● Record excerpts
=== Begin Enclosure ===
Issue #10438, opened 2025-09-15
[Feature] support prefix caching for qwen 3 next


zhyncs:
### Checklist

- [ ] 1. If the issue you raised is not a feature but a question, please raise a discussion at https://github.com/sgl-project/sglang/discussions/new/choose Otherwise, it will be closed.
- [ ] 2. Please use English, otherwise it will be closed.

### Motivation

as titled

Swipe4057:
That would be cool!

zhyncs:
fixed by https://github.com/sgl-project/sglang/pull/11214

PR #11214, opened 2025-10-04
[Feature] Support mamba radix cache v0

yizhang2077:
## Motivation

ref https://github.com/sgl-project/sglang/issues/10438. add radix cache for mamba, we will implement page_size > 1 and [Marconi](https://arxiv.org/html/2411.19379v1) soon

Co-authored-by: hanming-lu <hanming@x.ai>
Co-authored-by: hzh0425 <hzh0425@apache.org>
Co-authored-by: thalahors <ericalcaide1@gmail.com>
## Modifications

ref: [doc](https://docs.google.com/document/d/1ZYBsZaz58NIIFmlOuQXqKPruIjv1ZJIUUrIj-sZlT4U/edit?tab=t.0#heading=h.f8tkurfljzli)

## Accuracy Tests
```
python3 -m sglang.launch_server --model Qwen/Qwen3-Next-80B-A3B-Instruct --tp 4  --chunked-prefill-size 64 --max-running-requests 16

python3 benchmark/gsm8k/bench_sglang.py --num-question 1000
Accuracy: 0.949
Invalid: 0.000
Latency: 346.597 s
Output throughput: 485.867 token/s
```

## Benchmarking and Profiling

```
# multi-turn benchmark

python3 -m sglang.bench_serving --backend sglang --dataset-name generated-shared-prefix --gsp-num-groups 50 --gsp-prompts-per-group 10 --gsp-system-prompt-len 10240 --gsp-question-len 256 --gsp-output-len 128 --max-concurrency 5  --port 30000

# without radix cache
 python3 -m sglang.launch_server --model Qwen/Qwen3-Next-80B-A3B-Instruct --tp 4 --disable-radix-cache

Max request concurrency:                 5         
Successful requests:                     500       
Benchmark duration (s):                  189.37    
Total input tokens:                      5521483   
Total generated tokens:                  64000     
Total generated tokens (retokenized):    63980     
Request throughput (req/s):              2.64      
Input token throughput (tok/s):          29157.63  
Output token throughput (tok/s):         337.97    
Total token throughput (tok/s):          29495.60  
Concurrency:                             5.00      
Mean E2E Latency (ms):                   1891.89   
Median E2E Latency (ms):                 1884.63   
Mean TTFT (ms):                          890.59    
Median TTFT (ms):                        1065.17   
P99 TTFT (ms):                           1180.80   
Mean ITL (ms):                           7.90      
Median ITL (ms):                         6.31      
P95 ITL (ms):                            6.57      
P99 ITL (ms):                            8.14      
Max ITL (ms):                            751.16    

# with radix cache
 python3 -m sglang.launch_server --model Qwen/Qwen3-Next-80B-A3B-Instruct --tp 4

Max request concurrency:                 5         
Successful requests:                     500       
Benchmark duration (s):                  141.38    
Total input tokens:                      5521483   
Total generated tokens:                  64000     
Total generated tokens (retokenized):    63985     
Request throughput (req/s):              3.54      
Input token throughput (tok/s):          39055.43  
Output token throughput (tok/s):         452.69    
Total token throughput (tok/s):          39508.12  
Concurrency:                             5.00      
Mean E2E Latency (ms):                   1412.49   
Median E2E Latency (ms):                 1337.07   
Mean TTFT (ms):                          507.33    
Median TTFT (ms):                        489.45    
P99 TTFT (ms):                           1336.39   
Mean ITL (ms):                           7.14      
Median ITL (ms):                         6.30      
P95 ITL (ms):                            6.85      
P99 ITL (ms):                            8.87      
Max ITL (ms):                            1484.16   
```
## Checklist


Swipe4057:
The error in https://github.com/sgl-project/sglang/actions/runs/18244671950/job/51951559880?pr=11214 is definitely not caused by this mr; it occurs in the main branch. Furthermore, we need to fix the line here that disabled the radix cache anyway: https://github.com/sgl-project/sglang/blob/85c1f7937781199203b38bb46325a2840f353a04/python/sglang/srt/model_executor/model_runner.py#L351

Swipe4057:
You need to fix the typo and rename the token_msg variables to token_usage_msg:

https://github.com/sgl-project/sglang/blob/b753f80ddf7aaf5b2cbf5f7c3733aeced87b8667/python/sglang/srt/managers/scheduler_metrics_mixin.py#L120

https://github.com/sgl-project/sglang/blob/b753f80ddf7aaf5b2cbf5f7c3733aeced87b8667/python/sglang/srt/managers/scheduler_metrics_mixin.py#L236

python/sglang/srt/mem_cache/mamba_radix_cache.py
```diff
@@ -0,0 +1,981 @@
...
+                evictable_size == lru_list_evictable_size
+            ), f"{self.mamba=}, total nodes: {total_nodes}, total lru plus 1: {total_lru_plus_1}, evictable size: {evictable_size} != lru list evictable size: {lru_list_evictable_size}"
+        except Exception as e:
+            msg = f"Mamba Radix tree sanity check failed, ping @yizhang2077: {e}"
+            logger.error(msg)
+            raise Exception(msg)
+
+
+class MambaRadixCache(BasePrefixCache):
+    def __init__(
```
ispobock, line 318: Does it compatible with MTP? [EAGLE fix](https://github.com/sgl-project/sglang/pull/10846) also should be applied to MambaRadixCache.

test/srt/test_mamba_unittest.py
```diff
@@ -0,0 +1,324 @@
...
+
+from sglang.srt.managers.schedule_batch import Req
+from sglang.srt.mem_cache.allocator import TokenToKVPoolAllocator
+from sglang.srt.mem_cache.mamba_radix_cache import MambaRadixCache
+from sglang.srt.mem_cache.memory_pool import HybridLinearKVPool, HybridReqToTokenPool
+from sglang.srt.mem_cache.radix_cache import RadixKey
+from sglang.srt.sampling.sampling_params import SamplingParams
+
+
+class TestMamba(unittest.TestCase):
```
ispobock, line 16: Do we have e2e test for qwen3-next w/ radix cache?

yizhang2077: we have qwen3next e2e ut with gsm8k (w/ radix cache by default)

Swipe4057:
During testing, I discovered that the server crashed when token_usage reached more than 0.99.

yizhang2077:
> During testing, I discovered that the server crashed when token_usage reached more than 0.99.

Do you have reproduce command? I think token_usage > 0.99 is an abnormal state. (It is too large and other models will crash as well in this state)

Swipe4057:
> > During testing, I discovered that the server crashed when token_usage reached more than 0.99.
> 
> Do you have reproduce command? I think token_usage > 0.99 is an abnormal state. (It is too large and other models will crash as well in this state)


reproduce command (server H100, tp-size=2):
python bench_serving.py \
 --host 127.0.0.1 \
 --port 30000 \
 --dataset-name generated-shared-prefix \
--gsp-system-prompt-len 1000 \
--gsp-question-prompt-len 2744 \
--gsp-output-prompt-len 820 \
--gsp-num-groups 8 \
--gsp-prompts-per-group 128

The root cause is incorrect memory availability checking in the Mamba pool. Instead of checking the Mamba pool, only the MHA pool is used, which leads to attempted memory allocation in a full Mamba pool and subsequent server crash due to None being returned from mamba_pool.alloc().

Clode Sonnet's recommendations:

1. `Scheduler.check_memory()`:
   - Check availability of both pools (MHA and Mamba) separately.
2. `PrefillAdder.budget_state()`:
   - For hybrid models with Mamba, check availability of both pools separately.
3. `ScheduleBatch.alloc_token_slots()`:
   - For Mamba pool, use req_to_token_pool.mamba_pool.alloc() instead of token_to_kv_pool_allocator.alloc().
4. `MambaRadixCache.match_prefix()`:
   - Add Mamba pool availability check before allocation.
5. `MambaRadixCache.evict_mamba()`:
   - Add verification that eviction will free sufficient memory.
6. `Scheduler._add_request_to_queue()`:
   - Add Mamba pool availability check before _prefetch_kvcache().
7. `HybridReqToTokenPool.alloc()`:
   - Check Mamba pool availability before allocation.
8. Add logging when Mamba pool memory is insufficient for diagnostics.

python/sglang/srt/mem_cache/mamba_radix_cache.py
yizhang2077: yes, I think maybe we can do it in another PR

yizhang2077:
@Swipe4057 Mamba pool controls memory capability by setting available size to 3x `max_running_requests ` [here](https://github.com/sgl-project/sglang/blob/047ab9a17718acb63d9985cb4f0a4d6dab40dc6b/python/sglang/srt/model_executor/model_runner.py#L1432) . We can control `mamba_usage` to around 0.66 at most during this benchmark. I have tried your benchmark in `Qwen3-Next-80B-A3B-Instruct-FP8` in H100 and it did not crash (but I found another bug)

Swipe4057:
> @Swipe4057 Mamba pool controls memory capability by setting available size to 3x `max_running_requests ` [here](https://github.com/sgl-project/sglang/blob/047ab9a17718acb63d9985cb4f0a4d6dab40dc6b/python/sglang/srt/model_executor/model_runner.py#L1432) . We can control `mamba_usage` to around 0.66 at most during this benchmark. I have tried your benchmark in `Qwen3-Next-80B-A3B-Instruct-FP8` in H100 and it did not crash (but I found another bug)

Run the service with the command and try testing again:
environment:
      - SGLANG_ENABLE_JIT_DEEPGEMM=1
    command:
      --model-path /data/models/Qwen3-Next-80B-A3B-Instruct
      --served-model-name Qwen3-Next-80B-A3B-Instruct
      --cuda-graph-max-bs 512
      --cuda-graph-bs 1 2 4 8 16 24 32 40 48 56 64 72 80 88 96 104 112 120 128 136 144 152 160 168 176 184 192 200 208 216 224 232 240 248 256 264 272 280 288 296 304 312 320 328 336 344 352 360 368 376 384 392 400 408 416 424 432 440 448 456 464 472 480 488 496 504 512
      --sleep-on-idle
      --port 8027
      --host 0.0.0.0
      --schedule-policy lof
      --random-seed 11111
      --context-length 131072
      --grammar-backend xgrammar
      --tool-call-parser qwen25
      --enable-metrics
      --quantization w8a8_fp8
      --allow-auto-truncate
      --mamba-ssm-dtype bfloat16
      --max-running-requests 1024
      --tp-size 2
      --ep-size 2
      --chunked-prefill-size 16384
      --prefill-attention-backend flashinfer
      --decode-attention-backend flashinfer
      --mem-fraction-static 0.86
      --max-running-requests 1024
      --api-key 123

Model: https://huggingface.co/Qwen/Qwen3-Next-80B-A3B-Instruct

yizhang2077:
@Swipe4057 I have tried and it is ok. Could you share your server log? (error and `mamba_usage` in log are important items)

Swipe4057:
You shouldn't limit the number of queries in operation with the new magic number 3 for all operating modes. You need to include the condition that radix cache is enabled.
https://github.com/sgl-project/sglang/blob/67d4e34913ae1992219d41f08e7eee826385e098/python/sglang/srt/model_executor/model_runner.py#L1430-L1432

Swipe4057:
Restart no longer occurs. I tested the new code, here are my results, I wrote the server launch command earlier:

main, disable radix:
input_throughput: 17906

mr, enable radix:
input_throughput: 18279

## Full:

### without radix cache
{'backend': 'sglang', 'dataset_name': 'generated-shared-prefix', 'request_rate': inf, 'max_concurrency': None, 'sharegpt_output_len': None, 'random_input_len': 1024, 'random_output_len': 1024, 'random_range_ratio': 0.0, 'duration': 225.5629655458033, 'completed': 1024, 'total_input_tokens': 4039046, 'total_output_tokens': 839680, 'total_output_tokens_retokenized': 839041, 'request_throughput': 4.5397523371010315, 'input_throughput': 17906.512224764232, 'output_throughput': 3722.596916422846, 'mean_e2e_latency_ms': 131048.26526600846, 'median_e2e_latency_ms': 114622.40997888148, 'std_e2e_latency_ms': 63244.031925246876, 'p99_e2e_latency_ms': 225238.2608978264, 'mean_ttft_ms': 102325.65577756759, 'median_ttft_ms': 91108.4556542337, 'std_ttft_ms': 62789.35906378496, 'p99_ttft_ms': 202928.22604222223, 'mean_tpot_ms': 35.070341255727556, 'median_tpot_ms': 33.90271993074225, 'std_tpot_ms': 5.1958526217693874, 'p99_tpot_ms': 45.5167203996517, 'mean_itl_ms': 35.07019149012473, 'median_itl_ms': 28.129231184720993, 'std_itl_ms': 245.95497367320698, 'p95_itl_ms': 29.61028926074505, 'p99_itl_ms': 35.236083529889754, 'concurrency': 594.9266685143978, 'accept_length': None}


### with radix cache
{'backend': 'sglang', 'dataset_name': 'generated-shared-prefix', 'request_rate': inf, 'max_concurrency': None, 'sharegpt_output_len': None, 'random_input_len': 1024, 'random_output_len': 1024, 'random_range_ratio': 0.0, 'duration': 220.95910985954106, 'completed': 1024, 'total_input_tokens': 4039046, 'total_output_tokens': 839680, 'total_output_tokens_retokenized': 839290, 'request_throughput': 4.634341623891111, 'input_throughput': 18279.608397080956, 'output_throughput': 3800.1601315907114, 'mean_e2e_latency_ms': 133114.31396250374, 'median_e2e_latency_ms': 145177.0340781659, 'std_e2e_latency_ms': 59586.806921843796, 'p99_e2e_latency_ms': 220620.25247588754, 'mean_ttft_ms': 94039.92438557907, 'median_ttft_ms': 100580.67605737597, 'std_ttft_ms': 57945.60860232475, 'p99_ttft_ms': 197400.40578043088, 'mean_tpot_ms': 47.70987738330239, 'median_tpot_ms': 42.28862401516483, 'std_tpot_ms': 28.60189182856475, 'p99_tpot_ms': 227.09880975949528, 'mean_itl_ms': 47.710699266049296, 'median_itl_ms': 30.049152672290802, 'std_itl_ms': 880.109046863313, 'p95_itl_ms': 34.64645054191351, 'p99_itl_ms': 279.4529473409058, 'concurrency': 616.8972059321408, 'accept_length': None}




## bench:
(server H100, tp-size=2):
python bench_serving.py
--host 127.0.0.1
--port 30000
--dataset-name generated-shared-prefix
--gsp-system-prompt-len 1000
--gsp-question-prompt-len 2744
--gsp-output-prompt-len 820
--gsp-num-groups 8
--gsp-prompts-per-group 128


## log:
[[2025-10-05 18](tel:2025-10-05 18):37:30 TP0 EP0] Decode batch. #running-req: 235, #full token: 818755, full token usage: 0.99, mamba num: 470, mamba usage: 0.46, cuda graph: True, gen throughput (token/s): 7752.32, #queue-req: 789,

[[2025-10-05 18](tel:2025-10-05 18):37:31 TP0 EP0] Decode batch. #running-req: 235, #full token: 828155, full token usage: 1.00, mamba num: 470, mamba usage: 0.46, cuda graph: True, gen throughput (token/s): 7751.90, #queue-req: 789,

[[2025-10-05 18](tel:2025-10-05 18):37:31 TP0 EP0] KV cache pool is full. Retract requests. #retracted_reqs: 1, #aborted_retracted_reqs: 0, #new_token_ratio: 0.0980 -> 0.7646

[[2025-10-05 18](tel:2025-10-05 18):37:31 TP1 EP1] KV cache pool is full. Retract requests. #retracted_reqs: 1, #aborted_retracted_reqs: 0, #new_token_ratio: 0.0980 -> 0.7646

[[2025-10-05 18](tel:2025-10-05 18):37:32 TP1 EP1] KV cache pool is full. Retract requests. #retracted_reqs: 1, #aborted_retracted_reqs: 0, #new_token_ratio: 0.7506 -> 0.7829

[[2025-10-05 18](tel:2025-10-05 18):37:32 TP0 EP0] KV cache pool is full. Retract requests. #retracted_reqs: 1, #aborted_retracted_reqs: 0, #new_token_ratio: 0.7506 -> 0.7829

[[2025-10-05 18](tel:2025-10-05 18):37:32 TP0 EP0] KV cache pool is full. Retract requests. #retracted_reqs: 1, #aborted_retracted_reqs: 0, #new_token_ratio: 0.7679 -> 0.8024

[[2025-10-05 18](tel:2025-10-05 18):37:32 TP1 EP1] KV cache pool is full. Retract requests. #retracted_reqs: 1, #aborted_retracted_reqs: 0, #new_token_ratio: 0.7679 -> 0.8024

[[2025-10-05 18](tel:2025-10-05 18):37:32 TP0 EP0] Decode batch. #running-req: 232, #full token: 826859, full token usage: 1.00, mamba num: 464, mamba usage: 0.45, cuda graph: True, gen throughput (token/s): 7658.65, #queue-req: 792,

[[2025-10-05 18](tel:2025-10-05 18):37:33 TP1 EP1] KV cache pool is full. Retract requests. #retracted_reqs: 1, #aborted_retracted_reqs: 0, #new_token_ratio: 0.7884 -> 0.8207

[[2025-10-05 18](tel:2025-10-05 18):37:33 TP0 EP0] KV cache pool is full. Retract requests. #retracted_reqs: 1, #aborted_retracted_reqs: 0, #new_token_ratio: 0.7884 -> 0.8207

[[2025-10-05 18](tel:2025-10-05 18):37:33 TP0 EP0] KV cache pool is full. Retract requests. #retracted_reqs: 1, #aborted_retracted_reqs: 0, #new_token_ratio: 0.8057 -> 0.8402

[[2025-10-05 18](tel:2025-10-05 18):37:33 TP1 EP1] KV cache pool is full. Retract requests. #retracted_reqs: 1, #aborted_retracted_reqs: 0, #new_token_ratio: 0.8057 -> 0.8402

[[2025-10-05 18](tel:2025-10-05 18):37:33 TP0 EP0] Decode batch. #running-req: 230, #full token: 828932, full token usage: 1.00, mamba num: 460, mamba usage: 0.45, cuda graph: True, gen throughput (token/s): 7786.25, #queue-req: 794,

[[2025-10-05 18](tel:2025-10-05 18):37:34 TP0 EP0] KV cache pool is full. Retract requests. #retracted_reqs: 1, #aborted_retracted_reqs: 0, #new_token_ratio: 0.8262 -> 0.8585

[[2025-10-05 18](tel:2025-10-05 18):37:34 TP1 EP1] KV cache pool is full. Retract requests. #retracted_reqs: 1, #aborted_retracted_reqs: 0, #new_token_ratio: 0.8262 -> 0.8585

[[2025-10-05 18](tel:2025-10-05 18):37:34 TP0 EP0] KV cache pool is full. Retract requests. #retracted_reqs: 1, #aborted_retracted_reqs: 0, #new_token_ratio: 0.8435 -> 0.8781

[[2025-10-05 18](tel:2025-10-05 18):37:34 TP1 EP1] KV cache pool is full. Retract requests. #retracted_reqs: 1, #aborted_retracted_reqs: 0, #new_token_ratio: 0.8435 -> 0.8781

[[2025-10-05 18](tel:2025-10-05 18):37:35 TP0 EP0] KV cache pool is full. Retract requests. #retracted_reqs: 1, #aborted_retracted_reqs: 0, #new_token_ratio: 0.8630 -> 0.8976

[[2025-10-05 18](tel:2025-10-05 18):37:35 TP1 EP1] KV cache pool is full. Retract requests. #retracted_reqs: 1, #aborted_retracted_reqs: 0, #new_token_ratio: 0.8630 -> 0.8976

[[2025-10-05 18](tel:2025-10-05 18):37:35] INFO:     127.0.0.1:33552 - "GET /health HTTP/1.1" 200 OK

[[2025-10-05 18](tel:2025-10-05 18):37:35 TP0 EP0] Decode batch. #running-req: 227, #full token: 827227, full token usage: 1.00, mamba num: 454, mamba usage: 0.44, cuda graph: True, gen throughput (token/s): 7641.70, #queue-req: 797,

[[2025-10-05 18](tel:2025-10-05 18):37:35 TP0 EP0] KV cache pool is full. Retract requests. #retracted_reqs: 1, #aborted_retracted_reqs: 0, #new_token_ratio: 0.8825 -> 0.9171

[[2025-10-05 18](tel:2025-10-05 18):37:35 TP1 EP1] KV cache pool is full. Retract requests. #retracted_reqs: 1, #aborted_retracted_reqs: 0, #new_token_ratio: 0.8825 -> 0.9171

[[2025-10-05 18](tel:2025-10-05 18):37:35 TP0 EP0] KV cache pool is full. Retract requests. #retracted_reqs: 1, #aborted_retracted_reqs: 0, #new_token_ratio: 0.9020 -> 0.9366

[[2025-10-05 18](tel:2025-10-05 18):37:36 TP1 EP1] KV cache pool is full. Retract requests. #retracted_reqs: 1, #aborted_retracted_reqs: 0, #new_token_ratio: 0.9020 -> 0.9366

[[2025-10-05 18](tel:2025-10-05 18):37:36 TP0 EP0] Decode batch. #running-req: 225, #full token: 828970, full token usage: 1.00, mamba num: 450, mamba usage: 0.44, cuda graph: True, gen throughput (token/s): 7525.47, #queue-req: 799,

[[2025-10-05 18](tel:2025-10-05 18):37:36 TP1 EP1] KV cache pool is full. Retract requests. #retracted_reqs: 1, #aborted_retracted_reqs: 0, #new_token_ratio: 0.9215 -> 0.9561

[[2025-10-05 18](tel:2025-10-05 18):37:36 TP0 EP0] KV cache pool is full. Retract requests. #retracted_reqs: 1, #aborted_retracted_reqs: 0, #new_token_ratio: 0.9215 -> 0.9561

[[2025-10-05 18](tel:2025-10-05 18):37:36 TP1 EP1] KV cache pool is full. Retract requests. #retracted_reqs: 1, #aborted_retracted_reqs: 0, #new_token_ratio: 0.9400 -> 0.9768

[[2025-10-05 18](tel:2025-10-05 18):37:36 TP0 EP0] KV cache pool is full. Retract requests. #retracted_reqs: 1, #aborted_retracted_reqs: 0, #new_token_ratio: 0.9400 -> 0.9768

[[2025-10-05 18](tel:2025-10-05 18):37:37 TP0 EP0] KV cache pool is full. Retract requests. #retracted_reqs: 1, #aborted_retracted_reqs: 0, #new_token_ratio: 0.9618 -> 0.9963

[[2025-10-05 18](tel:2025-10-05 18):37:37 TP1 EP1] KV cache pool is full. Retract requests. #retracted_reqs: 1, #aborted_retracted_reqs: 0, #new_token_ratio: 0.9618 -> 0.9963

[[2025-10-05 18](tel:2025-10-05 18):37:37 TP0 EP0] Decode batch. #running-req: 222, #full token: 826827, full token usage: 1.00, mamba num: 444, mamba usage: 0.43, cuda graph: True, gen throughput (token/s): 7609.35, #queue-req: 802,

[[2025-10-05 18](tel:2025-10-05 18):37:37 TP1 EP1] KV cache pool is full. Retract requests. #retracted_reqs: 1, #aborted_retracted_reqs: 0, #new_token_ratio: 0.9803 -> 1.0000

[[2025-10-05 18](tel:2025-10-05 18):37:37 TP0 EP0] KV cache pool is full. Retract requests. #retracted_reqs: 1, #aborted_retracted_reqs: 0, #new_token_ratio: 0.9803 -> 1.0000

[[2025-10-05 18](tel:2025-10-05 18):37:38 TP0 EP0] Prefill batch. #new-seq: 4, #new-token: 15775, #cached-token: 0, full token usage: 0.00, mamba usage: 0.00, #running-req: 220, #queue-req: 799,

yizhang2077:
> You shouldn't limit the number of queries in operation with the new magic number 3 for all operating modes. You need to include the condition that radix cache is enabled.
> 
> https://github.com/sgl-project/sglang/blob/67d4e34913ae1992219d41f08e7eee826385e098/python/sglang/srt/model_executor/model_runner.py#L1430-L1432

For disable radix cache, I think `max_mamba_cache_size` larger than `max_running_requests` is also fine.

Swipe4057:
[yizhang2077](https://github.com/yizhang2077) Do you have any idea why my test is so much worse than yours in performance?

Although in my test there are 8 groups of requests with the same system hints of 1000 tokens, in the log I see cached-token: 0

log:
[[2025-10-06 06](tel:2025-10-06 06):32:38 TP0 EP0] Prefill batch. #new-seq: 4, #new-token: 15821, #cached-token: 0, full token usage: 0.23, mamba usage: 0.24, #running-req: 125, #queue-req: 895,

[[2025-10-06 06](tel:2025-10-06 06):32:39 TP0 EP0] Prefill batch. #new-seq: 4, #new-token: 15801, #cached-token: 0, full token usage: 0.23, mamba usage: 0.25, #running-req: 129, #queue-req: 891,

[[2025-10-06 06](tel:2025-10-06 06):32:39 TP0 EP0] Prefill batch. #new-seq: 4, #new-token: 15785, #cached-token: 0, full token usage: 0.24, mamba usage: 0.26, #running-req: 133, #queue-req: 887,

[[2025-10-06 06](tel:2025-10-06 06):32:40 TP0 EP0] Prefill batch. #new-seq: 4, #new-token: 15748, #cached-token: 0, full token usage: 0.25, mamba usage: 0.26, #running-req: 137, #queue-req: 883,

[[2025-10-06 06](tel:2025-10-06 06):32:40 TP0 EP0] Prefill batch. #new-seq: 4, #new-token: 15791, #cached-token: 0, full token usage: 0.25, mamba usage: 0.27, #running-req: 141, #queue-req: 879,

[[2025-10-06 06](tel:2025-10-06 06):32:40 TP0 EP0] Prefill batch. #new-seq: 4, #new-token: 15719, #cached-token: 0, full token usage: 0.26, mamba usage: 0.28, #running-req: 145, #queue-req: 875,

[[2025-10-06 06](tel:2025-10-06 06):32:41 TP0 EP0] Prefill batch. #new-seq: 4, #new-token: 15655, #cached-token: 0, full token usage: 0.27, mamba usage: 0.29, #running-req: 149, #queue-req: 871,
=== End Enclosure ===
● Work to complete
From the records above, extract exactly and only the lines that begin at the line with "--random-seed 11111" and stop after the line with "Model: https://huggingface.co/Qwen/Qwen3-Next-80B-A3B-Instruct".

● Written answer
      --random-seed 11111
      --context-length 131072
      --grammar-backend xgrammar
      --tool-call-parser qwen25
      --enable-metrics
      --quantization w8a8_fp8
      --allow-auto-truncate
      --mamba-ssm-dtype bfloat16
      --max-running-requests 1024
      --tp-size 2
      --ep-size 2
      --chunked-prefill-size 16384
      --prefill-attention-backend flashinfer
      --decode-attention-backend flashinfer
      --mem-fraction-static 0.86
      --max-running-requests 1024
      --api-key 123

Model: https://huggingface.co/Qwen/Qwen3-Next-80B-A3B-Instruct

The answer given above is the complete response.